§ **WORK REQUEST**
From the line containing "[python] fastapi +" to the very last line of the data below, transcribe everything exactly and nothing more.

________________________________________

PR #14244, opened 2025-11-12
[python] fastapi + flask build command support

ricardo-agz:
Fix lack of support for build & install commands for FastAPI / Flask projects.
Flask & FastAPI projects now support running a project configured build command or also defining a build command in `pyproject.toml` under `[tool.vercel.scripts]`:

________________________________________

§ **ANSWER TO THIS TASK**
[python] fastapi + flask build command support

ricardo-agz:
Fix lack of support for build & install commands for FastAPI / Flask projects.
Flask & FastAPI projects now support running a project configured build command or also defining a build command in `pyproject.toml` under `[tool.vercel.scripts]`:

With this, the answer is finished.